▶ SUPPLIED RECORDS:
•••••
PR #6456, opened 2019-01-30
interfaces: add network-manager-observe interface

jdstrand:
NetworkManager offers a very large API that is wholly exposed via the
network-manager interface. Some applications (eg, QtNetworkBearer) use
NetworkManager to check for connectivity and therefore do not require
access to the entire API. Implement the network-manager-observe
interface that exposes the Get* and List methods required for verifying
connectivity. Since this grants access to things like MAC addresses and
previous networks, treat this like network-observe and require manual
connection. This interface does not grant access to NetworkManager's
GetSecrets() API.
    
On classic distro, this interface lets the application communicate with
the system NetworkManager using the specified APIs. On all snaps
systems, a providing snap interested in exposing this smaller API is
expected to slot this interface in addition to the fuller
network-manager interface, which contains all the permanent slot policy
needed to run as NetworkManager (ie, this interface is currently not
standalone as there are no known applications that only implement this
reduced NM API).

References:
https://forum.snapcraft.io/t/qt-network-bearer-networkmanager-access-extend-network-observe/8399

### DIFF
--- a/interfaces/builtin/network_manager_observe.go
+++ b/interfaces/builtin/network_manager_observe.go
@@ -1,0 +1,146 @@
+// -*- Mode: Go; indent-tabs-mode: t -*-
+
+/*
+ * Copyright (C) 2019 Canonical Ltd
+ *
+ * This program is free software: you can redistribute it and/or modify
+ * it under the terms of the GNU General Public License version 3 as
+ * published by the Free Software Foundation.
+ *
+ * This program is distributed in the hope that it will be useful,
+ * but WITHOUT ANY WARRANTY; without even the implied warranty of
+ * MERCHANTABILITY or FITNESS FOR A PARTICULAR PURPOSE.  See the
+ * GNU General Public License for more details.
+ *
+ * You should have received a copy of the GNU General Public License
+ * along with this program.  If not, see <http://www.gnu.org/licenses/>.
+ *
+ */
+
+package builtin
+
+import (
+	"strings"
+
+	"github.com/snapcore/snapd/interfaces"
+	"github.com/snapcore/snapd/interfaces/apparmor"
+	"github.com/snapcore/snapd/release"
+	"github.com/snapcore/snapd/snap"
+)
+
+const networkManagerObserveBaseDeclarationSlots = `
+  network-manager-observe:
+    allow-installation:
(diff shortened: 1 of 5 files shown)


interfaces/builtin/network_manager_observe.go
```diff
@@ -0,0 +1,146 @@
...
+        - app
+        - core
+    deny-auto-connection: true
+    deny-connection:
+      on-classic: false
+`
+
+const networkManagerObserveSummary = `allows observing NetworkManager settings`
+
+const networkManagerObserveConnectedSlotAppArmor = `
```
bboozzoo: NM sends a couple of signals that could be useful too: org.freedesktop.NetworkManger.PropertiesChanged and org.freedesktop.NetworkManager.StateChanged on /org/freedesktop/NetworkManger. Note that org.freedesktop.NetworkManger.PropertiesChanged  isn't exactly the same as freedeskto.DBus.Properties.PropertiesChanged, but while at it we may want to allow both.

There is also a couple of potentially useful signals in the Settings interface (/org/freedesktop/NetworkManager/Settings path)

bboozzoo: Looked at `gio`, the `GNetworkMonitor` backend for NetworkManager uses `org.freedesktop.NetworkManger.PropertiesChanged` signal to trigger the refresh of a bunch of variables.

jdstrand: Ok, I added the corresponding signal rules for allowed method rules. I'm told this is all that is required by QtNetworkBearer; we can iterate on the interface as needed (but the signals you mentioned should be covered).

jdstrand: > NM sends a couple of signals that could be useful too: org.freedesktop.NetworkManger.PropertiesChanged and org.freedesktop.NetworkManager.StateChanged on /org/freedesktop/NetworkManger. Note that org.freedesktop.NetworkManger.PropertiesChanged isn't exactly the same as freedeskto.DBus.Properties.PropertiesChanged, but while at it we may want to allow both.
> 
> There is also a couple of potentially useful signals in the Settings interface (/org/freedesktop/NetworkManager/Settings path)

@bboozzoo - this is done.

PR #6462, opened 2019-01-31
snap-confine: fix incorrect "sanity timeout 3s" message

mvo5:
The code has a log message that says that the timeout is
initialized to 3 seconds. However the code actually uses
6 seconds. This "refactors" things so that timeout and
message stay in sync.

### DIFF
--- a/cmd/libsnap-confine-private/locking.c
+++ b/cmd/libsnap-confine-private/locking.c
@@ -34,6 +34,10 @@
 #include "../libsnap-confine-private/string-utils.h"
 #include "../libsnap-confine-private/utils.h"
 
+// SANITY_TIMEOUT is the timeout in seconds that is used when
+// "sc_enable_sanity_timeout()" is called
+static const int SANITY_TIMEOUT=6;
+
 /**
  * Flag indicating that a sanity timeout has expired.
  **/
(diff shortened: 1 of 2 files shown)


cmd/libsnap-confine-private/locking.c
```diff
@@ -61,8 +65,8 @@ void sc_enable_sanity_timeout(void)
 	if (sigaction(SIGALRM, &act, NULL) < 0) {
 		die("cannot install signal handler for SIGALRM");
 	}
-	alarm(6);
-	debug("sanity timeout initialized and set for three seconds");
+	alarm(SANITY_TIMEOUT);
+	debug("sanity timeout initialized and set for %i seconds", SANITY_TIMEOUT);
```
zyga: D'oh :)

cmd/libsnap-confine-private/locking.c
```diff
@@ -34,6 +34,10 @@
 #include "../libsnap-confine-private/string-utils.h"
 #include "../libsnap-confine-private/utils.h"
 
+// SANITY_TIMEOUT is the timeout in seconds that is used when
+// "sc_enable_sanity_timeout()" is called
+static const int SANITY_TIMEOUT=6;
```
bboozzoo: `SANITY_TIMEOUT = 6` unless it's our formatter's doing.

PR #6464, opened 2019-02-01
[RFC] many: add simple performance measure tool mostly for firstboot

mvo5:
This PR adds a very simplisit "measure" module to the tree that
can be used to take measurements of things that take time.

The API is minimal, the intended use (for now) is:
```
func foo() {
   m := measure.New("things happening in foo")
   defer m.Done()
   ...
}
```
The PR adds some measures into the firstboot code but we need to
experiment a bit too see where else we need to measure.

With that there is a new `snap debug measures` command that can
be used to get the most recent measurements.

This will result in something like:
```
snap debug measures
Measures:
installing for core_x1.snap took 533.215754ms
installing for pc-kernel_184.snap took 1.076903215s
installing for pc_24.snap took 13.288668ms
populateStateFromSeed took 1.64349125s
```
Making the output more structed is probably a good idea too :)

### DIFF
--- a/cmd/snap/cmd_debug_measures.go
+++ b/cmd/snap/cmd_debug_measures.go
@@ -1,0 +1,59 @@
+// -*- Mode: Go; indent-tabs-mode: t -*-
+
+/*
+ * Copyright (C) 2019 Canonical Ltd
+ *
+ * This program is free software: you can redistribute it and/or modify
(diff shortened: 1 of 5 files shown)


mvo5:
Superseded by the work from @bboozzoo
•••••
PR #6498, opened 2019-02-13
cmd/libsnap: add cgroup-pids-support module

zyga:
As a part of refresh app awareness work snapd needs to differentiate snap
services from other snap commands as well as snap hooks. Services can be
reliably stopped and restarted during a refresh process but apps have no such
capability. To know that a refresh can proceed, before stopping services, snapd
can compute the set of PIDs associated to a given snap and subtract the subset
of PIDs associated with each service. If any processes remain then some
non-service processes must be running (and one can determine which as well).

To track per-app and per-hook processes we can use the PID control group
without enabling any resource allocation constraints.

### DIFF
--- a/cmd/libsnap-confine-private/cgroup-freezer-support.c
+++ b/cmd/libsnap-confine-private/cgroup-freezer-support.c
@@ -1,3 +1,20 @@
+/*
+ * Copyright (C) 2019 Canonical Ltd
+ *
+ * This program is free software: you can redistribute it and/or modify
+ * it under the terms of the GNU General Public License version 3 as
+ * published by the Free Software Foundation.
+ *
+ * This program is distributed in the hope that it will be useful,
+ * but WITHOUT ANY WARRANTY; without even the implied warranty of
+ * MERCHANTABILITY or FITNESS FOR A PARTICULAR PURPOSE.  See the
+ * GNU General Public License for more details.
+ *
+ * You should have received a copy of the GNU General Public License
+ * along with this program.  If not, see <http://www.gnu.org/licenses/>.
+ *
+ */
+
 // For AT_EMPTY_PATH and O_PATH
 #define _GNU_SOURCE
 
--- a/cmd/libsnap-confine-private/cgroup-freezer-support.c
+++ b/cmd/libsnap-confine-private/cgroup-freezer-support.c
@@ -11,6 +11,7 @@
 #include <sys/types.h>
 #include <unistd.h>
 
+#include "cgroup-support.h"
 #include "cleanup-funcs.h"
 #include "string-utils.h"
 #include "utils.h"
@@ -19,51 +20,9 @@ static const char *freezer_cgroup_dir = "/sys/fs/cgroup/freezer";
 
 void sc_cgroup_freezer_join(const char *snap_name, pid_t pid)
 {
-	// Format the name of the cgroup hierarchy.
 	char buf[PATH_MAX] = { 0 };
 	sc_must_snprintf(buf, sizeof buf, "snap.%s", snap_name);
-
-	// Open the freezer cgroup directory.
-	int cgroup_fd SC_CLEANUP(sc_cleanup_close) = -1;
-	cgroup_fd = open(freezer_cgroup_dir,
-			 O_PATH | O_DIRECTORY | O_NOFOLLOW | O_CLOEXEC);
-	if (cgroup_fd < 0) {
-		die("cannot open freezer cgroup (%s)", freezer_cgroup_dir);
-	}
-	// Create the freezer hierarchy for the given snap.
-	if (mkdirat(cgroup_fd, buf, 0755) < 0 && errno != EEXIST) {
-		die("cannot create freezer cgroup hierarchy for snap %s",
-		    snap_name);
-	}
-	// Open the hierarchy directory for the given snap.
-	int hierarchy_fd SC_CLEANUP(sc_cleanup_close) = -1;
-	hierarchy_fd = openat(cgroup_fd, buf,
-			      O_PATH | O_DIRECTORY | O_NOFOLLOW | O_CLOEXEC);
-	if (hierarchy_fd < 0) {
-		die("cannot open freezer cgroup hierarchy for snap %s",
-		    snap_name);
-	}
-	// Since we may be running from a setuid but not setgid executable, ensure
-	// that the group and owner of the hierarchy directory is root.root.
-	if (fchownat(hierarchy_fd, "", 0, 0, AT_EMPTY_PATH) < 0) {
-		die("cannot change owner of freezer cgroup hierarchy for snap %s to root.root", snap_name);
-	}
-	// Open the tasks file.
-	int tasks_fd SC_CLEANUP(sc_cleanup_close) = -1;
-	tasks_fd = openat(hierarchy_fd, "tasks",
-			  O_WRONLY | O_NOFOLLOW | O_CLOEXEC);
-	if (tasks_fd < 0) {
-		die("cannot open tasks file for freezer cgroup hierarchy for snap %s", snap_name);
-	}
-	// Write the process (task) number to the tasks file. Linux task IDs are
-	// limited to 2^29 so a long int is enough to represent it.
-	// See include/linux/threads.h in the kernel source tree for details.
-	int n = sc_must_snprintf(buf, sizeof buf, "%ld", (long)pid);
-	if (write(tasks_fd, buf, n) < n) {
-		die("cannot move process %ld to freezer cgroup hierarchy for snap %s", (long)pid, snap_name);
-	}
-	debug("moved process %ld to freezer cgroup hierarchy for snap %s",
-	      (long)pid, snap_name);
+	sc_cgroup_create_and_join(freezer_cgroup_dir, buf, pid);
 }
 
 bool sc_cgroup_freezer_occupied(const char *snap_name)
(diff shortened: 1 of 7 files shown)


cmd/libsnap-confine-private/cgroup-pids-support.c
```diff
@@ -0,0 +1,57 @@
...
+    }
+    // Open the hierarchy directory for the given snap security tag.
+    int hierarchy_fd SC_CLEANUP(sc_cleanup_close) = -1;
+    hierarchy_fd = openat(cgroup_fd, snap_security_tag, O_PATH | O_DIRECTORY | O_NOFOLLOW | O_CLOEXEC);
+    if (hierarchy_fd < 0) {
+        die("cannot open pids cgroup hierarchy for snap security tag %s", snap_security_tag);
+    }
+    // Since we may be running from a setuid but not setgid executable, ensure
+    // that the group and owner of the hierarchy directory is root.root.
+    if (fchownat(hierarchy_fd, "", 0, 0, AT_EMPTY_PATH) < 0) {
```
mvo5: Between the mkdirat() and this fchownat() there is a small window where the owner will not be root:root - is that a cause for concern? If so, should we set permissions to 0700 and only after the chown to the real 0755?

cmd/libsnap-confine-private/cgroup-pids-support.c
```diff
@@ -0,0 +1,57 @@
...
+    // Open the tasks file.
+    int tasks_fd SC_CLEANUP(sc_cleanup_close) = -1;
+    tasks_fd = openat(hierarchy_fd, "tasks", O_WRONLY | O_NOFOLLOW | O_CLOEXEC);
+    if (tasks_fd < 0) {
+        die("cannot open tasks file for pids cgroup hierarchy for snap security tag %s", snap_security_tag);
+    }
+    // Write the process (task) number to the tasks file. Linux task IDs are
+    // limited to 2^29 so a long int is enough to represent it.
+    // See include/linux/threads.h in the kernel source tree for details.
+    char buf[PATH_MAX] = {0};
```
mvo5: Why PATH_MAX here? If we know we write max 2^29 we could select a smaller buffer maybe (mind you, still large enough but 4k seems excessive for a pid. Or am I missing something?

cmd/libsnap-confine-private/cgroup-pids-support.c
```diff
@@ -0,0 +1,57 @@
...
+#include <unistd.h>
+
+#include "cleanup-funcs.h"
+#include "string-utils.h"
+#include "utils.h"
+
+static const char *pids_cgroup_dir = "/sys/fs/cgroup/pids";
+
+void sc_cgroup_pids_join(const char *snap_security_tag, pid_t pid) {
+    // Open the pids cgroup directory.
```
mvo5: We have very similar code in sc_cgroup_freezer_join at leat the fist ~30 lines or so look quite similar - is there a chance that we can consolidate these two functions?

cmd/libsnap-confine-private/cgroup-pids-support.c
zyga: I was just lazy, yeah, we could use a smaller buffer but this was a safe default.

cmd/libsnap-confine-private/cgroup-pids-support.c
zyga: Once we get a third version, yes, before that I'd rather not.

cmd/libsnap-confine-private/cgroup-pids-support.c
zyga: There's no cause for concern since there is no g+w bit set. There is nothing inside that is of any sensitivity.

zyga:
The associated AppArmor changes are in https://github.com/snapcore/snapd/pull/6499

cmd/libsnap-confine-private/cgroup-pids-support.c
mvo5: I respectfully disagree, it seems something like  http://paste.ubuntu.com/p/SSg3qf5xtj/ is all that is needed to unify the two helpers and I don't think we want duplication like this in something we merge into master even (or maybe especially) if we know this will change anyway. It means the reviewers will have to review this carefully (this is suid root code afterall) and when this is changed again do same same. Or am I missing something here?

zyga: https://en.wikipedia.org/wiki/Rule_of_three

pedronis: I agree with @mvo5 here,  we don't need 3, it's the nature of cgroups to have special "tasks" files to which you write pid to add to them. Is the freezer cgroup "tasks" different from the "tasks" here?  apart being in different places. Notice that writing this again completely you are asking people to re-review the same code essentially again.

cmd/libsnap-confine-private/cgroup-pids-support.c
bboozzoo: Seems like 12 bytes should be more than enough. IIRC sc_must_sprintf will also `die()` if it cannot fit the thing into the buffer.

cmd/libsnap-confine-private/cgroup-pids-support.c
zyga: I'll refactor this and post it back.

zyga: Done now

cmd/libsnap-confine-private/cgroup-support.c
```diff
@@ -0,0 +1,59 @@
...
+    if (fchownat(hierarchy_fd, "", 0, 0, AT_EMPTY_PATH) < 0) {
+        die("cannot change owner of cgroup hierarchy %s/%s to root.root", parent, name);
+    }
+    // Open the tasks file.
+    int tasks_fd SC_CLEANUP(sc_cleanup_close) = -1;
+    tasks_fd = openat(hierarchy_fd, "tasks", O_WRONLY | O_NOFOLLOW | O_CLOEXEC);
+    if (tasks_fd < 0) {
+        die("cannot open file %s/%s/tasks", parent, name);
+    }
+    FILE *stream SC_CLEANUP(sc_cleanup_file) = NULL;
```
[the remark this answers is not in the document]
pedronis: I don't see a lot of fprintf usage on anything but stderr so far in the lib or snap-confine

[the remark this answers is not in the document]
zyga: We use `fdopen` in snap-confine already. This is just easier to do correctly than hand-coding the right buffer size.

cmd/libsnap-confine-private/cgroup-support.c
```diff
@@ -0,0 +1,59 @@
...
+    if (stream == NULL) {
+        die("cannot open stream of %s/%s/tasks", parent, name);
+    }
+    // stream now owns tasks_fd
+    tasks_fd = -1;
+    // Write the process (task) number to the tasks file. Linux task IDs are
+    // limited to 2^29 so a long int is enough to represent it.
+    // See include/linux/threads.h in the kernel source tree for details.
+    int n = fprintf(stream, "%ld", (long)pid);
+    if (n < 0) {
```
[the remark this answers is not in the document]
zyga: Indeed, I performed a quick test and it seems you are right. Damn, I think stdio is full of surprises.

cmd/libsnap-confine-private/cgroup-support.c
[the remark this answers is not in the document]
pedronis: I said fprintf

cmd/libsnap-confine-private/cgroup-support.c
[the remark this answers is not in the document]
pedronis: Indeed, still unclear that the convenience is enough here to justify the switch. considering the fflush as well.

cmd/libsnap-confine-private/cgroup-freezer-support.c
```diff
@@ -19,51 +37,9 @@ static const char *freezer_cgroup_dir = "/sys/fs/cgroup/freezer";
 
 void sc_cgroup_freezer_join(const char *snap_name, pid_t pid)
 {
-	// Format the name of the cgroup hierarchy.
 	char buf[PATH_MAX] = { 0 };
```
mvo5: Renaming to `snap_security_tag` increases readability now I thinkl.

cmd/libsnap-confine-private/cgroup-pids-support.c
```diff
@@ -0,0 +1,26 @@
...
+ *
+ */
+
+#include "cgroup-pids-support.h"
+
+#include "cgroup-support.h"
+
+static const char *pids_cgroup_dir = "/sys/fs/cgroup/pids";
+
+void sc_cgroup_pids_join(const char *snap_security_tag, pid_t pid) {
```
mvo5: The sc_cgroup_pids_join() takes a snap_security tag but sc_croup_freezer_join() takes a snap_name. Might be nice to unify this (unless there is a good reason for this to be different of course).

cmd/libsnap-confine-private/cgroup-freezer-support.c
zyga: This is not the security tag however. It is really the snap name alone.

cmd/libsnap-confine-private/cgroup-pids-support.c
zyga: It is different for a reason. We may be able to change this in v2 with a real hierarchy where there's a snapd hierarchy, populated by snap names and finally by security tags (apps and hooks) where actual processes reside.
•••••
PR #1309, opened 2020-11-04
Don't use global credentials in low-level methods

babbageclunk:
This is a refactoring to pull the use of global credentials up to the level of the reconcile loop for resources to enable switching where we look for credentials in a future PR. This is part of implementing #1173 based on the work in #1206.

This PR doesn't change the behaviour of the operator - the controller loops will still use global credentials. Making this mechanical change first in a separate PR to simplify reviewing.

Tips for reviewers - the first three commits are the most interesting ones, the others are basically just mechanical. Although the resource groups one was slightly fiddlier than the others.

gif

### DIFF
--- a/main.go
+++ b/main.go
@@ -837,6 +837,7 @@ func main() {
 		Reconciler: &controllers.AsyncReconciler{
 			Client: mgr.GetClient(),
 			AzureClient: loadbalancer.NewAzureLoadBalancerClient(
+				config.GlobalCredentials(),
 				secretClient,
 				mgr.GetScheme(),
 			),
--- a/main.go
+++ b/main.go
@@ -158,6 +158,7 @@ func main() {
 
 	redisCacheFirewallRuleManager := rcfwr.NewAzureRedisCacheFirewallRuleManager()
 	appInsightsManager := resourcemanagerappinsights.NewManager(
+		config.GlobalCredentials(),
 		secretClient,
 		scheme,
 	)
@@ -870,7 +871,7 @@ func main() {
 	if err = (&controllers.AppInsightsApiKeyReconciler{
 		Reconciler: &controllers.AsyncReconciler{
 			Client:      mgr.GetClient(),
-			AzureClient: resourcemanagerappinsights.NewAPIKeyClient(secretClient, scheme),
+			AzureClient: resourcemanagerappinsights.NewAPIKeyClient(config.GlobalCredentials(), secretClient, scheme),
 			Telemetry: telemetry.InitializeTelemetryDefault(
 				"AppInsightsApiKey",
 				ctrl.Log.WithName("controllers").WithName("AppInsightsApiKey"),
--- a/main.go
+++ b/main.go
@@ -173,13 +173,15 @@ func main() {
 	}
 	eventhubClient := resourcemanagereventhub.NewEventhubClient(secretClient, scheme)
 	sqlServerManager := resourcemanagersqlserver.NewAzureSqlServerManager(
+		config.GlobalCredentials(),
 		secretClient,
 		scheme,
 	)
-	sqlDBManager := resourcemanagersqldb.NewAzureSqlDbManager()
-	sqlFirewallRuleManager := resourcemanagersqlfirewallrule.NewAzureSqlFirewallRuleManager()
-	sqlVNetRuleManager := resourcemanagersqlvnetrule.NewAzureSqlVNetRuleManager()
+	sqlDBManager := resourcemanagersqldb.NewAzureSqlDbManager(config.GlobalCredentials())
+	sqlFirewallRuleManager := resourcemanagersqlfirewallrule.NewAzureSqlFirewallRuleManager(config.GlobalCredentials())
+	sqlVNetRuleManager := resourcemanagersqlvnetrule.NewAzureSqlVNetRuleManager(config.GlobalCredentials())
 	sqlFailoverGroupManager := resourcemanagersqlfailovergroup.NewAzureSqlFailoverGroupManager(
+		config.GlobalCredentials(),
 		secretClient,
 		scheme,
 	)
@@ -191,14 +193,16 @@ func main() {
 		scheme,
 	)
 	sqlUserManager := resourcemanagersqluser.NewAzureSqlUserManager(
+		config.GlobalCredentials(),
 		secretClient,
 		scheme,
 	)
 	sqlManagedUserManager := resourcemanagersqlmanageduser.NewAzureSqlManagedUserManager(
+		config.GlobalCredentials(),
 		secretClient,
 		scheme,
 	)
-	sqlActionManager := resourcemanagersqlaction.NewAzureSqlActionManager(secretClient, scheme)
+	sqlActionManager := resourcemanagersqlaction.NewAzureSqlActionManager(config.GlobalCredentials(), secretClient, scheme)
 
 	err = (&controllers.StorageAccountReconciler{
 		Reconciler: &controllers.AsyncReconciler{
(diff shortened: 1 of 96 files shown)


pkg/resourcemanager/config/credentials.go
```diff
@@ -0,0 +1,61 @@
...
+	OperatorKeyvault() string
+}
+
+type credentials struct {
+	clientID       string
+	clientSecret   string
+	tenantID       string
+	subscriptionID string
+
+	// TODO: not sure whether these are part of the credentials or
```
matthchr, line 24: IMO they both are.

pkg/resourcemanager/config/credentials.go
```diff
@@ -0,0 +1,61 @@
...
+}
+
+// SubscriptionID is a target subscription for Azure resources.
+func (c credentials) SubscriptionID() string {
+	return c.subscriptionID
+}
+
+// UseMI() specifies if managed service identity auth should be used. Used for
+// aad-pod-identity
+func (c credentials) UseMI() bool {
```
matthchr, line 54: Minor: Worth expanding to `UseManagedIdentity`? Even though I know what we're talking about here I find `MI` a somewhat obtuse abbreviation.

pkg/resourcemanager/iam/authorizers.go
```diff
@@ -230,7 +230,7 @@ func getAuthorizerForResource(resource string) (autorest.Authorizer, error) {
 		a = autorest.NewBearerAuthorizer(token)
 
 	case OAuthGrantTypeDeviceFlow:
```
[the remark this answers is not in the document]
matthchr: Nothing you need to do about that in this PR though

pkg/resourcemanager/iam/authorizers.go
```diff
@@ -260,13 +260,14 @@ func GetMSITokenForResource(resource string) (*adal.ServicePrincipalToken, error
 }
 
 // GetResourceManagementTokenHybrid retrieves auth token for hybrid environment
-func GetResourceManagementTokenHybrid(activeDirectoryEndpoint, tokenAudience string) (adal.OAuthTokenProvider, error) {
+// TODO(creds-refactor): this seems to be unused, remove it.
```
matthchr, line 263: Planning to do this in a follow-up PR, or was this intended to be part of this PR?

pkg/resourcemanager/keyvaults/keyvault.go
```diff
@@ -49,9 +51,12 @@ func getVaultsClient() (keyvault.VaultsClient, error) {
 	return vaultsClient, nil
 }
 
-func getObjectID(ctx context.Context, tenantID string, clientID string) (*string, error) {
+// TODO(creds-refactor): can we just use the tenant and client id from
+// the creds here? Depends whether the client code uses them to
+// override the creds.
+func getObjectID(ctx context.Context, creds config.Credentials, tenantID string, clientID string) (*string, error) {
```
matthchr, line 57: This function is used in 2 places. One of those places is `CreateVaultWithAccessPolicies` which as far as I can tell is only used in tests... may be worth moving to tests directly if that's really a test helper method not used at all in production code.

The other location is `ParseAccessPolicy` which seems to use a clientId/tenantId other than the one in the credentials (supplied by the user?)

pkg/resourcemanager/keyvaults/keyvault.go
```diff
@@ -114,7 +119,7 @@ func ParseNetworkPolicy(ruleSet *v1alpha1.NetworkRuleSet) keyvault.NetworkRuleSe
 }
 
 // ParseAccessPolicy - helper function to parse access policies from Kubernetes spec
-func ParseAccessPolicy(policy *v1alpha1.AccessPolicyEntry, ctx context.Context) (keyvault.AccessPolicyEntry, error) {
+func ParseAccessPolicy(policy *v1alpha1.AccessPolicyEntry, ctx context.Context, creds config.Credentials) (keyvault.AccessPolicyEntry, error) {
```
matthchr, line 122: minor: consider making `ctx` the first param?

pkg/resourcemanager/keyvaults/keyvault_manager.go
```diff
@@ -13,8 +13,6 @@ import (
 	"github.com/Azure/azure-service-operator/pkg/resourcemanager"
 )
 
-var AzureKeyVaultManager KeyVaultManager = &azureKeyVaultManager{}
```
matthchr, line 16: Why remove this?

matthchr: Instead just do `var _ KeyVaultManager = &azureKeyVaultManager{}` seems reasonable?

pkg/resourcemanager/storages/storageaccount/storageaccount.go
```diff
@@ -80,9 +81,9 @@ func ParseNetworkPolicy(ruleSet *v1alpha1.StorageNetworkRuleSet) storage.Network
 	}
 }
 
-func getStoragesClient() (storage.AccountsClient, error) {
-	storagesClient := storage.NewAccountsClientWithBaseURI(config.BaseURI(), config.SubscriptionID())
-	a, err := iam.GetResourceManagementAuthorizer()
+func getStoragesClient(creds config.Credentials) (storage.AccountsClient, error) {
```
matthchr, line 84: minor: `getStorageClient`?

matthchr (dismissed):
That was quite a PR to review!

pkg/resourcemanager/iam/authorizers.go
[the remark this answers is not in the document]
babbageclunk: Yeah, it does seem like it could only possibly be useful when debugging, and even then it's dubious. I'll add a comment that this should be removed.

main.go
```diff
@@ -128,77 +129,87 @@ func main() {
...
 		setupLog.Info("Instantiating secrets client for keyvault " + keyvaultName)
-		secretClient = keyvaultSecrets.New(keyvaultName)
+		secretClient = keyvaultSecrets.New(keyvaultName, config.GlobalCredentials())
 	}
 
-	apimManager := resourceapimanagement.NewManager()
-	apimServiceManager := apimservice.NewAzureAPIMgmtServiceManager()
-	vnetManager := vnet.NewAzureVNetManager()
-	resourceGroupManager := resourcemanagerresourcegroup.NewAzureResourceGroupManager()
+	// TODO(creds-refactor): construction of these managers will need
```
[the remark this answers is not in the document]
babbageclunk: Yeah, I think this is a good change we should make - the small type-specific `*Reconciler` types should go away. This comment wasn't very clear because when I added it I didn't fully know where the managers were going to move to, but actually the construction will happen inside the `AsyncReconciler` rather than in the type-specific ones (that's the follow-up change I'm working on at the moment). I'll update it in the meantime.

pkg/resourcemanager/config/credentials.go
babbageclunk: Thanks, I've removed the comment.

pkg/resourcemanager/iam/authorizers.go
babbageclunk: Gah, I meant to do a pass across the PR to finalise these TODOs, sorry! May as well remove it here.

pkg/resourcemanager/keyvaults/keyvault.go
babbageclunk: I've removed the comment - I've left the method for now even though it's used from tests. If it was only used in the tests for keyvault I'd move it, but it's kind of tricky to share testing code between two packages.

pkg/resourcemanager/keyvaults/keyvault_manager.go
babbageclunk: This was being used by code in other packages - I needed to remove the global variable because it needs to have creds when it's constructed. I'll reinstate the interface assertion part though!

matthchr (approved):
•••••
▶ TASK PROMPT: Please filter the data down to the lines containing the word "resourcemanagersqlvnetrule".

▶ THE ANSWER:
-	sqlVNetRuleManager := resourcemanagersqlvnetrule.NewAzureSqlVNetRuleManager()
+	sqlVNetRuleManager := resourcemanagersqlvnetrule.NewAzureSqlVNetRuleManager(config.GlobalCredentials())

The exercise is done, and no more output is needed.